Een tijdje terug deelde ik op Mamabel een artikel met een rijtje redenen waarom ik dreumesen, en dan vooral die van mezelf, zo ongelooflijk leuk vind. Waarschijnlijk ben ik niet de enige, als ik keer op keer zeg dat ik dit toch echt de leukste fase vind (om dat iedere keer opnieuw van iedere nieuwe fase te vinden).

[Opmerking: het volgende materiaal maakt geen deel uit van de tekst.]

PR #595, opened 2021-04-16
Shade Netty.

tjni:
Per internal discussions, we'd like to shade Netty usages in rest.li,
so this change relocates io.netty to com.linkedin.pegasus.io.netty.

A new module named pegasus-shaded-netty is introduced which produces
an artifact in the 'shadow' configuration that includes the Netty code
relocated, and all references to io.netty in rest.li are changed.

It was necessary to create a new module instead of shading r2-netty
directly because there does not appear to be a straightforward way in
Gradle that I could find to replace the main artifact published with the
shaded artifact. The best I could figure out is how to generate the
artifact on a custom configuration, so I think it is a good idea to hide
that detail as a dependency of r2-netty.

Because these shaded classes are exposed in the public API of r2-netty,
this is a backwards incompatible change.


r2-netty/build.gradle
```diff
@@ -1,12 +1,11 @@
 dependencies {
-  compile project(':pegasus-common')
   compile project(':data')
+  compile project(':pegasus-common')
+  compile project(path: ':pegasus-shaded-netty', configuration: 'shadow')
```
evanw555, line 4: Relying on special configurations from other projects is ok for test sources but I believe this will cause problems for main sources. Rest.li is published as a Maven (.pom) publication which doesn't support special configurations. For any consumers of `r2-netty`, the transitive dependency on `pegasus-shaded-netty` will likely be broken.

settings.gradle
```diff
@@ -19,6 +19,7 @@ include 'degrader'
 include 'entity-stream'
 include 'li-jersey-uri'
 include 'li-protobuf'
+include 'pegasus-shaded-netty'
```
evanw555, line 22: I suggest renaming this subproject to `li-netty` for consistency (since this is close to what is done for `li-jersey-uri` and `li-protobuf` though without the shading)

build.gradle
```diff
@@ -40,6 +40,10 @@ File getEnvironmentScript()
 apply from: environmentScript
 apply from: "${buildScriptDirPath}/configBuildScript.gradle"
 
+def versions = [
```
evanw555, line 43: Could you do us a favor and group-lock other dependencies while you're at it? (e.g. spring, parseq, guice)

pegasus-shaded-netty/build.gradle
```diff
@@ -0,0 +1,17 @@
...
+  implementation externalDependency.nettyCodec
+  implementation externalDependency.nettyCodecHttp
+  implementation externalDependency.nettyCodecHttp2
+  implementation externalDependency.nettyCommon
+  implementation externalDependency.nettyHandler
+  implementation externalDependency.nettyTransport
+}
+
+tasks.named('shadowJar') {
+  relocate 'io.netty', 'com.linkedin.pegasus.io.netty'
```
FranklinYinanDing, line 16: I'm wondering if Netty client uses any file under `META-INF`. I know Netty server does. If the case is the same, more relocate is needed for those files.

settings.gradle
zizhong: +1

build.gradle
```diff
@@ -40,6 +40,10 @@ File getEnvironmentScript()
...
+  'netty': '4.1.58.Final'
```
zizhong, line 44: From https://netty.io/downloads.html, netty-4.1.63.Final is recommended.

r2-netty/build.gradle
zizhong: Interesting, if true, we may need an alternative solution, @tjni Is there a way to test this part?

pegasus-shaded-netty/build.gradle
tjni: Great catch, Yinan. I'm not certain whether the following files under META-INF are used:

1. MANIFEST.MF
2. INDEX.LIST
3. io.netty.versions.properties
4. maven/io.netty/netty-all/pom.xml
5. maven/io.netty/netty-all/pom.properties

However, none of them look necessary, so I would be comfortable excluding them and only looking into them if an issue comes up (your mileage may vary).

There are two other sets of files. One set of files are only used by GraalVM's native-image tool and can be safely excluded.

The last set of files are native libraries for Linux and OSX:

1. native/libnetty_resolver_dns_native_macos_x86_64.jnilib
2. native/libnetty_transport_native_kqueue_x86_64.jnilib
3. native/libnetty_transport_native_epoll_x86_64.so
4. native/libnetty_transport_native_epoll_aarch_64.so

The last three are special libraries to either optimize or provide more features in the Netty transport layer (kqueue for OSX and epoll for Linux). To use them, the code must use classes that are prefixed with KQueue or Epoll, which rest.li does not. So these can be safely excluded.

The first one seems to be a better DNS resolver for OSX. I am not certain under what conditions it is used, but I can include the dependency explicitly and relocate it (Netty supports loading native libraries that are relocated).

FranklinYinanDing: Thanks for looking into it! 👍

r2-netty/build.gradle
tjni: I updated `publications.gradle` to upload the shaded artifact from li-netty. The POM that I inspected looks reasonable to me, but I'm not an expert. If either of you have suggestions for good steps to test that the artifact can be resolved, please let me know. Please feel free also to pull these changes down locally and inspect if you have some experience here.

settings.gradle
tjni: Good idea. I've renamed it to li-netty.

build.gradle
tjni: Absolutely, done!

pegasus-shaded-netty/build.gradle
```diff
@@ -0,0 +1,17 @@
+plugins {
```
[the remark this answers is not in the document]
tjni: As I was doing this, I realized that the build logic needed to properly shade was already a bit subtle and complicated, so I felt it was better to isolate it to its own subproject, which only has the single purpose of shading Netty properly. Let me know though if you feel strongly about this, though, because with some additional work it should be technically possible to shade this directly into the r2-netty subproject.

pegasus-shaded-netty/build.gradle
tjni: I have added the appropriate native library dependencies and relocation rules.

build.gradle
tjni: Done!

gradle/wrapper/gradle-wrapper.properties
```diff
@@ -1,5 +1,5 @@
 distributionBase=GRADLE_USER_HOME
 distributionPath=wrapper/dists
-distributionUrl=https\://services.gradle.org/distributions/gradle-5.2.1-bin.zip
+distributionUrl=https\://services.gradle.org/distributions/gradle-5.6.4-bin.zip
```
aman1309, line 3: is this necessary? we don't wanna be using new features which are incompatible with lower versions.

tjni: I did this initially because I couldn't get the shadow plugin working and didn't know if it was because of issues between Gradle 5.2.1 and 5.6.4, and I didn't bother spending the time to try it again with the older Gradle version. Since this seems important to you, I'll downgrade Gradle and run it through the CI again.

r2-netty/build.gradle
zizhong: I also checked locally and the release looks good.

zizhong (approved):
Thanks for taking care of this!

zizhong (changes requested):
Please try on a few MPs to verify the correctness as some folks concern due to the large code changes.

tjni:
Doing some cleaning up of my stale PRs so closing this.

Natuurlijk geldt voor ieder punt op die lijst met zaligheden een tergende tegenhanger. Als je het mij vraagt zijn de volgende zaken voer voor een mental breakdown (mits voldoende afgewisseld met deze dingen dus).
Nee nee nee nee nee
Als er een woord is wat ik nu al niet meer kan horen, is het nee. En dan is Annabel nog niet eens twee. Hoe hard wij ook proberen het minder vaak te zeggen, Annabel krijgt er geen genoeg van. Soms zegt ze een uur lang alleen maar nee. Tegen eten, kleren, spelen, slapen, wandelen, you name it. Ook al wil ze het wel. Nee klinkt gewoon leuker. Annabel wil je eten? Nee! Terwijl we allebei weten dat Annabel altijd wil eten. Annabel wil je spelen? Nee! Peje! Ik zeg het natuurlijk ook verkeerd. Ze wisselt nooit eens af met ‘liever niet’ of ‘misschien straks’. Doodvermoeiend!
Annabel is acrobaat
Dat mini mensjes verrassend goed tegen vallen, struikelen, omvallen en neerstorten kunnen is me wel duidelijk geworden. Waarom ze zelf het idee hebben dat dat vandaag zomaar anders kan zijn dan gisteren (en dit dus uitvoerig en herhaaldelijk getest moet worden) is me echter een raadsel. Annabel blijft er een sport van maken om de honderd meter sprint over de bank te voltrekken en als ik even niet kijk, gaat ze achterstevoren en ondersteboven de glijbaan op. Om me dan ineens hulpeloos aan te kijken of ik haar eraf wil helpen, in plaats van gewoon naar beneden te glijden. Waar dat ding voor bedoeld is! Ze gebruikt alles wat ze tegenkomt als opstapje om beter bij dingen te kunnen die expres buiten haar bereik zijn neergezet en lijkt nog steeds niet te begrijpen dat je niet zomaar overal op kunt kauwen om te bepalen of het voedsel is of niet. Alle pogingen ten spijt, ben ik dus een groot deel van de dag politieagentje aan het spelen. De rest van de dag probeer ik mijn hart een beetje in bedwang te houden.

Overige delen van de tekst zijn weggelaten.